Collected data

================

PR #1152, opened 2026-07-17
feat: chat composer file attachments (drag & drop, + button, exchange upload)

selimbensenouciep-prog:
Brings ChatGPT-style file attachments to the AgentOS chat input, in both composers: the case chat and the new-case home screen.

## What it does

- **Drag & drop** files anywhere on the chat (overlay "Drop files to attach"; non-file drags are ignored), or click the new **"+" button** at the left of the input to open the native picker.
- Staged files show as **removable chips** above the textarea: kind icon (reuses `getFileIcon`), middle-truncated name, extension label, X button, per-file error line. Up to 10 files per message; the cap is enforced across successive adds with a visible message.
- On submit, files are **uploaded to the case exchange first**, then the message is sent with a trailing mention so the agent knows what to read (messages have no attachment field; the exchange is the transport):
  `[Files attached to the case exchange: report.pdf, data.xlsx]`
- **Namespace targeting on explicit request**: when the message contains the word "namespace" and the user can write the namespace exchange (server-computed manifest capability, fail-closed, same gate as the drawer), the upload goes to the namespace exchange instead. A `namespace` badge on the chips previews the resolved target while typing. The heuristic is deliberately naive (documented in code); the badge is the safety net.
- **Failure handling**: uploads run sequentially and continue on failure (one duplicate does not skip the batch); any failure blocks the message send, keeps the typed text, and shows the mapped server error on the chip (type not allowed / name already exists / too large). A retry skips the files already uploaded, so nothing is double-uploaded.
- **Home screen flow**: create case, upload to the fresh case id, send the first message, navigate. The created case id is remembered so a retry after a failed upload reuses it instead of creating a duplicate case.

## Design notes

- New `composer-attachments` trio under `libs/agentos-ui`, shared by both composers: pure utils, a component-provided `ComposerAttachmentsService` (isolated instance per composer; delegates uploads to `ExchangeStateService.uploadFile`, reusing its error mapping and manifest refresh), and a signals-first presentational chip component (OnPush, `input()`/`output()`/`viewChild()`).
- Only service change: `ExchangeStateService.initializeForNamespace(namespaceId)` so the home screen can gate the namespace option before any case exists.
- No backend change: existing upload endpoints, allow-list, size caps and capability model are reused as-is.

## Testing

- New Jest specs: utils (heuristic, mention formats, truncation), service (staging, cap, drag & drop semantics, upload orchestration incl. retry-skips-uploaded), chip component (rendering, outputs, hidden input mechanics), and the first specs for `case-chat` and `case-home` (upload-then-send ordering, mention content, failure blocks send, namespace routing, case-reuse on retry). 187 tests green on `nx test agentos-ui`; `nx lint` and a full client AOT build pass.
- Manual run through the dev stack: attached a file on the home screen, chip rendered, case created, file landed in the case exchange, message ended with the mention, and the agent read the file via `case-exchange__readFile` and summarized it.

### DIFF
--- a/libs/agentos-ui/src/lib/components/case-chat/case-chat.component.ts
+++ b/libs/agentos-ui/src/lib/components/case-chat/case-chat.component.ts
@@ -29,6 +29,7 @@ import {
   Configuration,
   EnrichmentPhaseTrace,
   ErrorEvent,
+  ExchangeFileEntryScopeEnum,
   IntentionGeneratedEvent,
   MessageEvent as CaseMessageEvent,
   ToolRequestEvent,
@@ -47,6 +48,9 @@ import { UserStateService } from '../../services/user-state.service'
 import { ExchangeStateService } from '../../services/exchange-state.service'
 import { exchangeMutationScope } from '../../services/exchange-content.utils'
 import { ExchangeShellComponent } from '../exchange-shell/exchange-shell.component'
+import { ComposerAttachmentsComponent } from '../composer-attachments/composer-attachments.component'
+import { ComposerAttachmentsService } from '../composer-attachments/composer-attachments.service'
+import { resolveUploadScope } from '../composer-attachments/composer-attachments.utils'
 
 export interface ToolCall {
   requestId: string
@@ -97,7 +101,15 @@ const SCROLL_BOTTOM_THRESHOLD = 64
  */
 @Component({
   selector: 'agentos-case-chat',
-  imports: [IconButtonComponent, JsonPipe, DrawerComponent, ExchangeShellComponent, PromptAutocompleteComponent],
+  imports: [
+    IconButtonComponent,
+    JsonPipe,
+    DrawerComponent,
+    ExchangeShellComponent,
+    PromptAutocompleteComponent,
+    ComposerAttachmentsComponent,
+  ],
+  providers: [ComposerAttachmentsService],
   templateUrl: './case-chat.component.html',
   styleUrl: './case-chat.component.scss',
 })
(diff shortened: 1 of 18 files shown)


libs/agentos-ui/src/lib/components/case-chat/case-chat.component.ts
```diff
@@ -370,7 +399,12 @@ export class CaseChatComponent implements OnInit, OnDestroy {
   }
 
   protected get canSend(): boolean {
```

================

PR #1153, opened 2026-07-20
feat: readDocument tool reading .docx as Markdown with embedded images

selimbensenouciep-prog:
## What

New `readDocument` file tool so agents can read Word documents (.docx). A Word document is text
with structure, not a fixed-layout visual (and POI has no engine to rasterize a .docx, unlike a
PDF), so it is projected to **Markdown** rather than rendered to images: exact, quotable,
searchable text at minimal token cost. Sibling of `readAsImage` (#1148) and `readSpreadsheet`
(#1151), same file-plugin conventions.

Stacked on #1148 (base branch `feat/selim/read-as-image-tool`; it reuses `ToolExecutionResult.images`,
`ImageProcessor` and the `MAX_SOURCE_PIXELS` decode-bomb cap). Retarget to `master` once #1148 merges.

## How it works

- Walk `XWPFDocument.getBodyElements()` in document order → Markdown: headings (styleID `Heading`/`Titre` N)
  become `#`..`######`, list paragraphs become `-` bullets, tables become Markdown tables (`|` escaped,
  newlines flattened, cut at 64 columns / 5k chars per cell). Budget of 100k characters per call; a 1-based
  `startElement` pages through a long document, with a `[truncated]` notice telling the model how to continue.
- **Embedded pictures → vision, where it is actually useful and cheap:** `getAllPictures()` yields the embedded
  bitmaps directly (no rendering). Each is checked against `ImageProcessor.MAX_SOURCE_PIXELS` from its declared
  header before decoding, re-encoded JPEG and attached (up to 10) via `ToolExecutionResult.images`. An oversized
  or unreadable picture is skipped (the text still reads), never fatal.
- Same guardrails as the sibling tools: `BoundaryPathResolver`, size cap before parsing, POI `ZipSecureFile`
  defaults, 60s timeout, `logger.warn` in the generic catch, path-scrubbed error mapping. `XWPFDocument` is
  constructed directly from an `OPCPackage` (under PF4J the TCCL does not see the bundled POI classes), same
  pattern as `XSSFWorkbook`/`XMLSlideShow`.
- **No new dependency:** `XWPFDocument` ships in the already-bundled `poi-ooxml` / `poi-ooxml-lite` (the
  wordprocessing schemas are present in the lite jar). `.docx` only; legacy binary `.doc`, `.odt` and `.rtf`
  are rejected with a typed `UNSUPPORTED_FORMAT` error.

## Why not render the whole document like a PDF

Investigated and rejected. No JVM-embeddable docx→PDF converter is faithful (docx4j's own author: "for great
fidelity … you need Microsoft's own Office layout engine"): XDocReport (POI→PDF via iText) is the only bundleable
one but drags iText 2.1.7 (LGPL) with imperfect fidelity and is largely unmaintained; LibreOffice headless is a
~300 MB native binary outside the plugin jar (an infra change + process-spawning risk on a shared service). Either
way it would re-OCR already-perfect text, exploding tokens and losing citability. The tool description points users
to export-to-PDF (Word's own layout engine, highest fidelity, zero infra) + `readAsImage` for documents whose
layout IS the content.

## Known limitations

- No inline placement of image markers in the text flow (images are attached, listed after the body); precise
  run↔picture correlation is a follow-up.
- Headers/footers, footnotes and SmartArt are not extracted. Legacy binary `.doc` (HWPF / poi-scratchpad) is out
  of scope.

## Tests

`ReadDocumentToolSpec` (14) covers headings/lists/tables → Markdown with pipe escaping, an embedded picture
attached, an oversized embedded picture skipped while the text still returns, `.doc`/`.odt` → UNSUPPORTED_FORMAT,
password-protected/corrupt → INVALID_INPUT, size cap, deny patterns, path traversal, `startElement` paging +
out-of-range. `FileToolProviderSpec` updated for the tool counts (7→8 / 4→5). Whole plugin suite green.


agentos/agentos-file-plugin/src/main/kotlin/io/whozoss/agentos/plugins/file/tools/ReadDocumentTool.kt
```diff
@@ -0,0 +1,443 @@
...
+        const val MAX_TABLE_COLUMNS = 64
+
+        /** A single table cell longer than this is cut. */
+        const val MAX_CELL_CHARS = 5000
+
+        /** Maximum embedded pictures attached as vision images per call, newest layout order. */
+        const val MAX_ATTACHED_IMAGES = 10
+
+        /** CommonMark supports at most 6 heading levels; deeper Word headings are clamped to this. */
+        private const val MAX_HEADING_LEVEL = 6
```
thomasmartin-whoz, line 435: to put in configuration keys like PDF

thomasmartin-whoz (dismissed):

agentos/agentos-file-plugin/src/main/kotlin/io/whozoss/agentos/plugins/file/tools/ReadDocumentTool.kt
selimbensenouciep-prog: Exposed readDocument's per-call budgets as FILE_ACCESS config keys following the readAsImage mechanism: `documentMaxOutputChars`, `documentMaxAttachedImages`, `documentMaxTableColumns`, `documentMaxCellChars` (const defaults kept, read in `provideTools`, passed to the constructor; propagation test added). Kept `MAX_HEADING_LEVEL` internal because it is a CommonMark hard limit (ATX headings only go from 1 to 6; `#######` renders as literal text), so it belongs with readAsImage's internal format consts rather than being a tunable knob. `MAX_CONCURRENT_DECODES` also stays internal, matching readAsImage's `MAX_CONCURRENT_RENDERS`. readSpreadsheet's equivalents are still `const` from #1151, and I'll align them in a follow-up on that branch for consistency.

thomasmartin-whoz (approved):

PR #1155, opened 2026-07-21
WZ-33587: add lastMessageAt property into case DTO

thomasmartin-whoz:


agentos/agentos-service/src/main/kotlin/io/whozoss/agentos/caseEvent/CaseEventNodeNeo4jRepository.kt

================

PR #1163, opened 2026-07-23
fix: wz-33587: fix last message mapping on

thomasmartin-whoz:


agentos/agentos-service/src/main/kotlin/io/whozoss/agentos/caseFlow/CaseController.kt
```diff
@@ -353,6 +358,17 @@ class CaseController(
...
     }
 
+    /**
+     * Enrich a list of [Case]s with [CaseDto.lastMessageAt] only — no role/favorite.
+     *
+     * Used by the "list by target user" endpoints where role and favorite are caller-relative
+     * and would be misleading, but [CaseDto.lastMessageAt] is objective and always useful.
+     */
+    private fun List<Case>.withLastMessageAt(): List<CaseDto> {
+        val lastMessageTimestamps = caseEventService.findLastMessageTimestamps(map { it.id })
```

================

Copy every line of the records above that holds the word "rejected".

  are rejected with a typed `UNSUPPORTED_FORMAT` error.
Investigated and rejected. No JVM-embeddable docx→PDF converter is faithful (docx4j's own author: "for great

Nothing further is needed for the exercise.